Can those same MPs worried about a Tory-Labour leadership ‘stitch-up’ on Brexit feel equally as reassured by Corbyn’s European campaign launch speech? There is a lot in its content that could inspire hope (and we know that they are always looking for reasons to feel reassured, when the alternative for some is leaving the party). The Labour leader did many of the things pro-Europeans in Labour often urge him to do: emphasise the party’s internationalist tradition (“We are internationalists to our core”); recognise the importance of working across borders on climate change and other priorities (“international issues… demand international solutions”); explicitly take on the far-right, as Tom Watson urged earlier this week (“Only Labour can see off the Farage snake oil in this election”); acknowledge that the country’s ills are not the fault of the EU (“it wasn’t the EU that slashed public services… it was Tory governments”).

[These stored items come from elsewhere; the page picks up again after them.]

Issue #415, opened 2022-01-19
String `path` monkey patch breaks form-data library


ahamid:
Is it necessary to monkey patch `String` like this:

https://github.com/microsoft/sarif-vscode-extension/blob/bd13e8021549fb1674795a9bd473803318dfe673/src/shared/extension.ts#L75

```javascript
Object.defineProperty(String.prototype, 'path', {
    get: function() {
        return this.substring(0, this.lastIndexOf('/')).replace(/^\//g, '');
    }
});
```

I found, for example, that introducing a `path` property/accessor can break the `form-data` library in a really subtle and non-obvious way:

https://github.com/form-data/form-data/blob/53adbd81e9bde27007b28083068f2fc8272614dc/lib/form_data.js#L105

For anyone who runs into this the solution appears to be to marshal the string value into a `Buffer` with `Buffer.from` to avoid detection of the accessor.

markieparky:
I had the exact same problem, causing my own extension to fail. Adding a global primitive augmentations is a massive anti-pattern and introduces unpredictable side effects across the entire runtime.

Thanks ahamid for the workaround.

PR #622, opened 2025-11-18
Removed global String and Array prototype augmentations to avoid conflicts with other extensions

markieparky:
As per issue: https://github.com/microsoft/sarif-vscode-extension/issues/415

I have removed the global augmentations and changed the functionalities to functions. 
I have tried to adhere to the code style as best as I could, if some code needs to be moved let me know.


markieparky:
@microsoft-github-policy-service agree

PR #627, opened 2025-12-22
Make open panel optional in API

wiomoc:
Provides the preference to open the side panel via options.

Also fixes the signature of both `openLogs` & `closeLogs`.


wiomoc:
@microsoft-github-policy-service agree company="Vector Informatik Gmbh"

Issue #620, opened 2025-11-18
Populate "code" in the VSCode problem panel


yairlenga:
After loading SARIF files, the "code" column of the "problems" panel is showing "-". The most likely relevant value is to use the "results[x].ruleId". Requesting to add this behavior, which I believe will make the viewer better.

Implementation should be simple:
In src/extension/resultDiagnostic.ts - change the construct (which already takes result) to set the 'code' attribute

```
export class resultDiagnostic extends Diagnostic {
    construct(...) {
        super(...)
        this.code = { value = result?.ruleId }
    }
}
```

yairlenga:
Hi folks — quick ping in case this got buried. I sent a PR for this change, Happy to make any adjustments if needed. Thanks!

PR #630, opened 2026-01-11
Expose SARIF ruleId as diagnostic code in Problems view

yairlenga:
References #620 

Expose SARIF result `ruleId` as the VS Code diagnostic code so it appears in:

1. the Problems view (e.g. `SARIF(ruleId)`) in table mode - currently showing '-'
2. In the problem popup. Currently not showing source/code.

This is consistent with the way other extensions (e.g. TS, C/C++) present errors. No behavior change when `ruleId` is not present. 

Sample output before/after - using the current test case (`demos/distinctNameMatching/.sarif/log.sarif`) - labeling the issue as `SARIF(DEMO01)`

Before:
image

After:
image


yairlenga:
Hi folks — quick ping in case this got buried. This PR adds ruleId → code column support and should be ready to merge (tests based on existing test cases included). Happy to make any adjustments if needed. Thanks!
@mention @aeisenberg @chrishuynhc @huskydawg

But Corbyn also gave a surprisingly candid explanation for Labour’s Brexit position, which is not to oppose it and only even consider doing so – by keeping open the “option of a public vote” – as a very last resort. “Over 17 million people voted to leave the European Union,” he said. “As democratic socialists, we cannot ignore that.” He made a positive case for Labour’s “real and credible” plan, which would “restore pride and prosperity to parts of our country that have been neglected for too long”, and firmly stated that “Labour agreed to talks because we believed it was the right thing to do”.

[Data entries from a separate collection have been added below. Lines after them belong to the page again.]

PR #645, opened 2026-07-31
Initialize primary Git repository before use

### LINKED ISSUE #525: Convert to using `openRepository` API
FWIW, I worked around this in the Azure Pipelines extension by calling `await openRepository(the_repo)` rather than `getRepository(the_repo)`, and it seems to have solved the issue.

(in my opinion - bad API design on the Git side for not handling the startup case for us.)

_Originally posted by @50Wliu in https://github.com/microsoft/sarif-vscode-extension/pull/522#discussion_r1333610235_

Pybsama:
Closes #525.

## Summary

- initialize the primary workspace repository through the asynchronous `openRepository` API
- await the initialized repository in GitHub analysis and original-document paths
- preserve the existing root-repository selection and submodule bypass behavior
- add offline regression tests for repository selection, initialization, null results, and submodules

## Why

The Git API can discover a repository before its internal model is ready. Returning the object
directly from `git.repositories` leaves startup paths vulnerable to that initialization race.
Waiting for `openRepository` provides the required initialization barrier before repository
methods are used.

## Validation

- `npm test -- --bail false --watch false` (59 passing, 5 pre-existing pending)
- `npm run lint`
- `npm run vscode:prepublish`
- focused repository tests repeated 20 times


Pybsama:
Fresh validation update:

- Upstream `main` is still the original base `bd3eeb13bf155d0d27895d38e0886f427a43fda8`; this PR head is `a26ef62edf0aa699e9c4d3d491c51fc3b627a81f`, ahead 1 / behind 0, with no competing implementation found.
- On Node 18.20.8, the complete suite passed 59/59 with 5 pre-existing pending tests. The complete suite then passed 20 consecutive repetitions.
- ESLint passed, and the production Panel/Context webpack build passed. Generated bundle SHA-256 values: Panel `88d0d014984a8223bcdabf39d0a59ef378ff02dd593e376931eb206e3b91bd61`; Context `7d3eaca6a5753f5a9aaa2d283d003dd20aa25cb86422fc171e44f1686b661894`.
- Node 24.11.1 currently stops before test execution on the unchanged `update.spec.ts` because Mocha cannot import a named export from the old CommonJS Sinon version. The exact upstream base reproduces the same loader failure; it is not introduced by this patch.
- Microsoft CLA is successful. The repository Actions runs named Checks and CodeQL are both `action_required` with zero jobs, so they are waiting for maintainer approval rather than reporting test failures.
- `git diff --check` and the prior independent reviews pass. Ready for review.

Issue #818, opened 2023-04-14
Build Knowhere Python Wheels on Multiple Platforms and Python Versions


PwzXxm:
Platforms to support:
* Linux x86_64
* Linux aarch64
* MacOS

Python Versions to support:
- 3.8
- 3.9
- 3.10
- 3.11

PwzXxm:
Support Linux x86_64 with the Python version above for now.

Building Linux aarch64 on GitHub Action Runners via QEMU emulators may take several hours.

PR #819, opened 2023-04-14
Build Python Wheels on manylinux x86 and Upload to PyPI

PwzXxm:
issue: #818 

Use `cibuildwheels` to build wheels on different platforms for the Knowhere Python package. The `auditwheel` tool in the `cibuildwheels` will copy libraries in the shared library to reach maximum portability possible.


PwzXxm:
For python wheels release action, check https://github.com/PwzXxm/knowhere/actions/runs/4696182428

scripts/python_deps.sh
```diff
@@ -0,0 +1,62 @@
...
+    fi
+fi
+
+if [[ "${MACHINE}" == "Mac"  ]]; then
+    brew install libomp openblas
+    pip3 install conan==1.58.0
+
+    echo "Setting CC and CXX to use clang"
+    export CC=/usr/local/opt/llvm/bin/clang
+    export CXX=/usr/local/opt/llvm/bin/clang++
```
Presburger, line 61: why need use clang?

PwzXxm: use `llvm-clang` rather than the default Xcode clang. Xcode clang toolchain is broken with `libomp`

As for all the seemingly pro-EU things said and outlined above, what must be remembered is that the Eurosceptic left doesn’t see the EU as crucial to internationalism, solidarity across borders, fighting the far right and resisting austerity. In fact, to state the obvious, it sees the EU as too often an enabler of those problems. Which means Corbyn is being entirely honest and passionate in making those statements that might appear to concede ground to ‘stop Brexit’ colleagues. He is also frank in promoting Labour’s core message of the “real divide” being between “the many not the few” rather than Remainers and Leavers. The main characteristic of the leadership’s position on Brexit is not ambiguity but apathy.